Bernard Ebbers a été reconnu coupable de neuf chefs d'accusation de fraude en valeurs mobilières et condamné à 25 ans de prison en 2005. L'ancien directeur financier Scott Sullivan a été condamné à cinq ans de prison après avoir plaidé coupable et témoigné contre Ebbers. Le 18 décembre 2019, Ebbers a obtenu une libération anticipée de prison pour des raisons de santé après avoir purgé 14 ans de sa peine.
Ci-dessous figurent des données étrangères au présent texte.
Issue #191, opened 2020-11-12
Flip horizontally components in bottom direction cells 


floriand-e2r:
* **Do you want to request a *feature* or report a *bug*?**
Feature

* **What is the current behavior?**
Components can be rotated when being in bottom direction cells but not flipped horizontally

* **What is the expected behavior?**
Components can be easily flipped horizontally if in bottom direction cells

* **What is the motivation / use case for changing the behavior?**
It allows to have a symmetry relative to the busbar even if components have no vertical symmetry.

* **Other information** (e.g. detailed explanation, stacktraces, related issues, suggestions how to fix, links for us to have context, eg. stackoverflow, spectrum, etc)
Created following this [spectrum question](https://spectrum.chat/powsybl/questions/release-sld-1-6-0-flip-horizontally-a-component~01ba5d4f-12ac-44f1-b018-30ff6367e7d1).

flo-dup:
I suggest following changes:
- add Orientation parameter to each `Node` (serialized or not?)
- replace `allowRotation` in `Component` class by 2  parameters
   - one for horizontal transformation (`LEFT` or `RIGHT` orientation)
   - one for vertical transformation (`BOTTOM` orientation)

flo-dup:
All calls to `Node::setRotationAngle` should then be replaced by `Node::setOrientation` (90 -> LEFT,  270 -> RIGHT, 180 -> BOTTOM, null -> TOP). 

So far, the nodes in a `BOTTOM` direction cell are not all rotated, except transformers. This should be fixed:
- in  `BodyPrimaryBlock::coordVerticalCase`, it should not always be set to null, but to TOP or BOTTOM according to block orientation.
- the code handling transformers rotation should be deleted
     - for transformers within a cell, they will get the orientation like the other nodes
     - for transformers outside cells (on a snakeline), the orientation should be set when calculating the snakelines, not afterwards in `handleMultiTermsNodeRotation`.

PR #377, opened 2022-03-23
Flip horizontally components in bottom direction cells

tadam50:

#191

feature

Components can be rotated when being in bottom direction cells but not flipped horizontally

Components can be easily flipped horizontally if in bottom direction cells

**Other information**:


single-line-diagram-core/src/main/java/com/powsybl/sld/layout/AbstractLayout.java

Grâce au financement du débiteur-exploitant de Citigroup, J.P. Morgan et G.E. Capital, l'entreprise survivra en tant qu'entreprise en activité lorsqu'elle sortira de la faillite en 2003 sous le nom de MCI, une société de télécommunications que WorldCom avait acquise en 1997. Cependant, des dizaines de milliers de travailleurs ont perdu leur emploi.

Sans admettre leur responsabilité, les anciennes banques de Worldcom, dont Citigroup, Bank of America et J.P. Morgan, régleraient des poursuites avec leurs créanciers pour 6 milliards de dollars. Sur ce montant, environ 5 milliards de dollars sont allés aux obligataires de l'entreprise, le solde revenant aux anciens actionnaires. Dans le cadre d'un règlement avec la Securities and Exchange Commission, la nouvelle MCI a accepté de verser aux actionnaires et obligataires 500 millions de dollars en espèces et 250 millions de dollars en actions MCI. En janvier 2006, MCI a été acquise par Verizon Communications.